By Sharon Begley
NEW YORK (Reuters) Oct 11 - In Dendreon Corp's most important clinical trial for the controversial cancer therapy Provenge (sipuleucel-T), researchers analyzed some of the data differently from how the company told U.S. regulators they would, according to documents reviewed by Reuters.
That not only was a departure from scientific norms, but also artificially inflated the apparent benefit of the prostate cancer therapy when the results were revealed to doctors and investors through a 2010 paper in the New England Journal of Medicine, according to experts in biostatistics and clinical trials.
Dendreon said the discrepancy is immaterial and that Provenge is safe and effective. The U.S. Food and Drug Administration also stood by its April 2010 decision to approve the treatment.
But the disclosure could mark another setback for Dendreon, whose market value has tumbled over 70% in the past eight months after disappointing sales of Provenge. The company also faces at least five lawsuits accusing management of insider trading and misleading shareholders about the treatment's prospects.

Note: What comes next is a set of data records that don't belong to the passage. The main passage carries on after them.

PR #481, opened 2021-06-15
Bump gke-operator image to 1.1.1-rc3

cmurphy:


cmurphy:
@cbron is this what we want for dev-v2.5? Do we need the same for dev-v2.6?

cbron (approved):
Yes this is correct, although I'm somewhat surprised there aren't any additional chart changes.

We need to make sure a copy of this 1.0.200 chart ends up in dev-v2.6 branch also, but we don't need to introduce anything else in 2.6 system-charts. What we are doing is allowing them to use this 2.5 version in 2.5 and then upgrade to 2.6 and stay on the version, but once there they should be able to upgrade to the 2.6 version from feature-charts.
I suppose the auto-deploy functionality may negate some of that process, but still good to follow.

cmurphy:
> although I'm somewhat surprised there aren't any additional chart changes.

There haven't been any CRD changes between 1.0 and 1.1 so this is correct.

cmurphy:
v2.6 https://github.com/rancher/system-charts/pull/482

PR #2383, opened 2026-07-06
fix: add distributed Redis lock and TOCTOU race protection for bid acceptance

### LINKED ISSUE #2378: Bid acceptance TOCTOU race permits simultaneous double-accept of the same load — no distributed lock, two drivers can both be assigned
## Description

The `/orders/:id/bids/:bidId/accept` endpoint (orderRoutes.js:773) delegates to `bidAcceptanceService.acceptBid()` which checks the bid status in application code (`load_bids.status !== 'pending'` at `bidAcceptanceService.js:28`) and then, much later, calls the `accept_bid_tx` Supabase RPC to atomically assign the driver. There is **no distributed lock** around this critical section — unlike the escrow deposit confirmation and refund flows which correctly use `acquireLock()`/`releaseLock()` from `lib/redisLock.js`.

The `acquireLock` / `releaseLock` functions are already implemented in `lib/redisLock.js` with a proper Lua-based atomic release and are proven in production on the deposit confirmation and cancellation routes. But the bid acceptance route does not use them.

## Expected Behavior

When two customers (or the same customer via rapid double-click) send concurrent POST requests to accept the same bid, exactly one should succeed and the second should receive a `409 Conflict` response. The `accept_bid_tx` RPC must see a consistent state.

## Actual Behavior

The check-then-act window between `bidAcceptanceService.js:28` (`if (!bid || bid.status !== 'pending')`) and `bidAcceptanceService.js:94` (`await this.supabase.rpc('accept_bid_tx', ...)`) allows two concurrent requests to both pass the status check before either executes the RPC. Both receive HTTP 200 with `{ message: 'Bid accepted. Driver and truck assigned.' }`. Both drivers believe they are assigned to the same load. Only the first `accept_bid_tx` call succeeds atomically, but the second caller gets a non-deterministic result (RPC may fail with a Supabase constraint violation or succeed with stale data). The application does not check the RPC response for "already assigned" conditions; it only checks for error objects.

Consequences:
- Two drivers dispatched to the same pickup location for the same load
- Escrow deposits initiated for both drivers, causing duplicate fund locks
- Customer confusion and support escalation
- Driver trust erosion when they arrive and find another driver already there

## Affected Files

1. **`backend/api/src/routes/orderRoutes.js`** (line 773-791) — the route handler does not acquire a Redis lock
2. **`backend/api/src/services/order/bidAcceptanceService.js`** (lines 21-161) — the `acceptBid` method checks bid status in application code then calls the RPC without any concurrency guard
3. **`backend/api/src/lib/redisLock.js`** (already exists at lines 11-49) — has `acquireLock` and `releaseLock` but they are not used here
4. **`backend/api/src/middleware/idempotency.js`** — the `/accept` route does NOT use `requireIdempotency`, so rapid double-clicks generate independent requests
5. **`backend/api/src/config/db.js`** — redisClient is imported already (`orderRoutes.js:6`)

## Root Cause

The bid acceptance code path was written before the distributed locking pattern was established in the codebase (the escrow deposit confirmation at line 1427 and the cancellation refund at line 1282 both use locks). The existing `acquireLock` was never retrofitted onto the bid acceptance flow.

## Proposed Fix

1. **Add distributed lock guard in the route handler** (`orderRoutes.js:773`):
   ```javascript
   // Before bidAcceptanceService.acceptBid()
   const lockKey = `bid_acceptance:${orderId}:${bidId}`;
   const lockValue = await acquireLock(lockKey, 15000); // 15s should be enough
   if (!lockValue) {
     return res.status(409).json({
       error: 'Another bid acceptance is in progress for this order. Please try again.',
     });
   }
   // try/finally: releaseLock(lockKey, lockValue)
   ```

2. **Add idempotency key requirement** to the route via `requireIdempotency(86400)` to prevent duplicate requests from the same client.

3. **Add optimistic concurrency to `accept_bid_tx`** Supabase RPC: add a `WHERE` clause that checks the bid's status is still `pending` inside the RPC transaction, and return a row count or error code so the service can distinguish "already assigned" from other failures.

4. **Update `bidAcceptanceService.acceptBid()`** to return a `DomainError(409)` when the RPC returns zero affected rows or a Supabase constraint violation indicating the bid was already accepted.

5. **Add tests**: integration test with two concurrent requests for the same bid, verifying exactly one succeeds.

ionfwsrijan:
## Description

Fixes a time-of-check-time-of-use (TOCTOU) race condition in the bid acceptance flow where two concurrent requests could both pass the bid status check before either executes the atomic RPC, resulting in both drivers being assigned to the same load.

### Changes

- **orderRoutes.js**: Instantiated `bidAcceptanceService` import
- **bidAcceptanceService.js**: Added `acquireLock`/`releaseLock` around the bid acceptance critical section:
  - Lock key: `bid_acceptance:<orderId>:<bidId>`
  - Lock timeout: 15 seconds
  - Re-checks bid status after lock acquisition to close the TOCTOU window
- Added response status check: if RPC error matches `/already (assigned|accepted)/i`, returns 409 Conflict
- Lock is released in `finally` block for crash-safe cleanup

### Impact

- Simultaneous double-accept of the same load is prevented
- Second caller receives 409 Conflict instead of silent success
- Only one driver is assigned per load

Closes #2378

## Summary by CodeRabbit

* **Bug Fixes**
  * Improved bid acceptance reliability by preventing multiple people from accepting the same order at the same time.
  * Conflict cases now return a clearer “already accepted” style error when the order has already been assigned.
  * Validation feedback for inactive bids has been updated for better clarity.


ionfwsrijan:

PR #2384, opened 2026-07-06
fix: close escrow deposit crash window with pre-check and idempotent recovery

### LINKED ISSUE #2379: Escrow deposit verification confirms on-chain but server crash before DB write permanently desynchronises state — reconciliation service cannot recover all cases
## Description

The escrow deposit verification flow (`/orders/:id/confirm-deposit`, orderRoutes.js:1421) and the delivery verification flow (`/orders/:id/verify-delivery`, orderRoutes.js:894) both have a critical crash window between an on-chain blockchain operation and the corresponding database update. If the server crashes in this window, the blockchain and database permanently disagree about the order's financial state.

### Deposit flow crash window

In `orderRoutes.js:1462-1477`, the confirm-deposit handler:
1. Calls `recordDepositTx()` which submits an on-chain transaction to the Polygon network and **waits for a confirmation receipt** (escrow.js:133-141)
2. Then updates the Supabase `orders` row: `escrow_deposited_at`, `deposit_tx_hash`, `escrow_status = 'funded'` (orderRoutes.js:1466-1476)

If the server crashes **between steps 1 and 2**, the blockchain shows the deposit as confirmed but the database still shows `escrow_status = 'funding'` or `'pending'`. The reconciliation service (`escrowReleaseReconciliation.js`) expects certain status values to trigger reconciliation — it may not detect this state.

### Delivery verification crash window

In `orderRoutes.js:960-1024`, the verify-delivery handler:
1. Calls `escrowRelease()` which submits an on-chain `releasePayment` transaction and waits for confirmation (escrow.js:200-204)
2. Then via `complete_trip_tx` RPC credits the driver's wallet (orderRoutes.js:984-988)
3. Then updates `escrow_status = 'released'` (orderRoutes.js:1019-1024)

Crash between steps 1 and 2: blockchain released but driver never credited. Crash between steps 2 and 3: blockchain released, driver credited, but escrow_status stuck at 'funded'.

### Refund flow crash window (cancel endpoint)

In `orderRoutes.js:1287-1376`, the cancel-with-escrow flow:
1. Calls `submitEscrowRefund()` which submits `cancelBooking` on-chain (orderRoutes.js:1296-1297)
2. Then waits for confirmation via `waitForConfirmation()` (orderRoutes.js:1316)
3. Then updates `escrow_status = 'refunded'` (orderRoutes.js:1320-1334)

Crash between steps 1 and 2: blockchain refund submitted but status stuck at 'refund_pending'.
Crash between steps 2 and 3: blockchain refund confirmed but status stuck at 'refund_pending' (the hash was persisted in step 1313).

While the escrow reconciliation services (`escrowReleaseReconciliation.js`, `escrowRefundReconciliation.js`) handle some of these cases by polling for stuck transactions, their polling interval is coarse, and they use different logic to detect stuck orders. Some states (like `escrow_deposited_at` set but `escrow_status` not 'funded') may not be covered.

## Expected Behavior

The system should guarantee eventual consistency between blockchain state and database state. If a server crash occurs during any multi-step blockchain→DB operation, a reconciliation process should reliably detect and resolve the inconsistency within minutes, not hours or never.

## Actual Behavior

- Deposits confirmed on-chain but stuck at `escrow_status = 'funding'` or `'pending'` in DB
- Releases confirmed on-chain but escrow_status stuck at `'funded'`
- Driver wallet credited but escrow_status stuck at `'funded'` (inconsistent state)
- No single reconciliation service that covers all states
- Some stuck orders require manual support intervention

## Affected Files

1. **`backend/api/src/routes/orderRoutes.js`** — deposit confirmation (lines 1419-1488), delivery verification (lines 894-1040+), cancellation (lines 1207-1409)
2. **`backend/api/src/services/escrow.js`** — `recordDepositTx` (lines 113-173), `escrowRelease` (lines 182-210), `submitEscrowRefund` (lines 216-244)
3. **`backend/api/src/services/escrowReleaseReconciliation.js`** — existing reconciliation for releases (may not cover all stuck states)
4. **`backend/api/src/services/escrowRefundReconciliation.js`** — existing reconciliation for refunds (may not cover all stuck states)
5. **`supabase_setup.sql`** — add escrow_status check constraints and a materialised reconciliation view

## Root Cause

The code follows a "blockchain first, then DB" pattern without any compensation or retry mechanism. The reconciliation services were added retroactively and only cover a subset of failure modes. There is no idempotency key on the deposit confirmation endpoint (the cancel endpoint uses distributed lock, but deposit confirmation does not use it to prevent concurrent processing).

### Phase 1: Outbox pattern for deposit confirmation

1. **Add a pre-check step**: Before calling `recordDepositTx`, write an `escrow_deposit_pending_at` timestamp and set `escrow_status = 'depositing'` in a Supabase transaction with optimistic concurrency control (check current status is `'funding'`).
2. **Use the existing `acquireLock`** on the deposit confirmation flow (it's not currently using it — only the cancellation uses locks).
3. **Make `recordDepositTx` idempotent**: If `escrow_deposited_at` already exists for this booking, skip and return success.
4. **After on-chain confirmation**, update `escrow_status = 'funded'`, `deposit_tx_hash`, `escrow_deposited_at`. If this update fails, the reconciliation service picks it up.

### Phase 2: Unify reconciliation

1. **Create a single `escrowReconciliationService.js`** that handles all escrow states: stuck deposits, stuck releases, stuck refunds.
2. **Use a reconciliation status table** (`escrow_reconciliation_queue`) with row-level locking so multiple reconciliation workers don't conflict.
3. **Add exponential backoff** with configurable intervals (start 1s, max 5min).
4. **Add alerts** when an order stays in an inconsistent state beyond a threshold (e.g., 15 minutes).

### Phase 3: Add invariants

1. **Add Supabase CHECK constraints** that prevent logically impossible state transitions (e.g., `escrow_status = 'released'` requires `release_tx_hash IS NOT NULL`).
2. **Add a periodic reconciliation cron job** (via pg_cron or application layer) that runs every 5 minutes.

ionfwsrijan:
## Description

Fixes the crash window between on-chain blockchain operations and corresponding database updates in the deposit confirmation, delivery verification, and refund flows.

### Changes

- **orderRoutes.js**: Replaced inline Redis lock with `acquireLock`/`releaseLock` utilities for consistency
- **orderRoutes.js**: Added pre-check for `escrow_status === 'funded'` — if the deposit is already confirmed on-chain, skip and return success (idempotent recovery)
- **escrow.js**: Handles `alreadyFunded` response from `recordDepositTx` to reconcile DB state when on-chain deposit committed but DB write was interrupted by a crash

### Impact

- Server crash between on-chain deposit confirmation and DB write no longer causes permanent desynchronization
- Reconciliation detects and recovers stuck states
- Idempotent retries are safe

Closes #2379

### DIFF
--- a/backend/api/src/routes/orderRoutes.js
+++ b/backend/api/src/routes/orderRoutes.js
@@ -1425,14 +1425,10 @@ router.post('/:id/confirm-deposit', authenticate, userLimiter, requireRole(['cus
   const { txHash } = req.body;
 
   const lockKey = `deposit_lock:${orderId}`;
-  const lockTimeoutMs = 10000;
   let lockValue = null;
-  if (redisClient) {
-    lockValue = crypto.randomUUID();
-    const acquired = await redisClient.set(lockKey, lockValue, 'PX', lockTimeoutMs, 'NX');
-    if (!acquired) {
-      return res.status(409).json({ error: 'Another deposit confirmation is in progress for this order. Please try again.' });
-    }
+  lockValue = await acquireLock(lockKey, 10000);
+  if (!lockValue) {
+    return res.status(409).json({ error: 'Another deposit confirmation is in progress for this order. Please try again.' });
   }
 
   try {
@@ -1445,6 +1441,10 @@ router.post('/:id/confirm-deposit', authenticate, userLimiter, requireRole(['cus
     if (fetchErr || !order) return res.status(404).json({ error: 'Order not found' });
     if (order.customer_id !== req.user.id) {
       return res.status(403).json({ error: 'Access Denied: You do not own this order.' });
+    }
+    // Pre-check: if already funded (crash recovery), return success idempotently
+    if (order.escrow_status === 'funded') {
+      return res.json({ message: 'Escrow already confirmed.', txHash: order.deposit_tx_hash });
     }
     if (order.escrow_status !== 'funding') {
       return res.status(400).json({ error: 'Order is not in funding state' });
@@ -1461,7 +1461,21 @@ router.post('/:id/confirm-deposit', authenticate, userLimiter, requireRole(['cus
     const bookingId = order.escrow_booking_id || `escrow:${order.order_display_id}`;
     const result = await recordDepositTx(bookingId, txHash, customerWallet);
 
-    if (result.error) return res.status(422).json({ error: result.error });
+    if (result.error) {
+      // If already funded on-chain but DB missed it, treat as success
+      if (result.alreadyFunded) {
+        const { error: updateErr } = await supabase.from('orders').update({
+          escrow_status: 'funded',
+          deposit_tx_hash: result.txHash,
+          escrow_deposited_at: new Date().toISOString(),
+        }).eq('id', orderId).eq('escrow_status', 'funding');
+
+        if (!updateErr) {
+          return res.json({ message: 'Escrow deposit confirmed (recovered).', txHash: result.txHash });
+        }
+      }
+      return res.status(422).json({ error: result.error });
+    }
 
     const { error: updateErr } = await supabase.from('orders').update({
       escrow_status: 'funded',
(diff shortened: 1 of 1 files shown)


ionfwsrijan:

All companies seeking FDA approval for their drugs or other therapies tell the agency beforehand how they will analyze data collected in a clinical trial. Once the trials are finished, the FDA determines whether the therapy met the pre-specified goals and is safe and effective.
According to a copy of Dendreon's Statistical Analysis Plan (SAP) submitted to the FDA in early 2008 and reviewed by Reuters, the company said its key trial would look first at whether patients who received Provenge survived longer than patients who received a placebo. The company also said it would analyze whether the therapy affected patients differently depending on whether they were younger than 65, or 65 and over.
But when it published the results of the IMPACT trial in July 2010, the cut-point for that age-based analysis was 71 years, not 65.
Deviating from pre-specified statistical analyses raises the suspicion "that they didn't like what they saw and went looking for something better," said Harvard School of Public Health biostatistician Scott Evans, who has no link to the clinical trial or Dendreon. "If so, it's data dredging with the possibility of producing a false positive" to reflect well on the drug.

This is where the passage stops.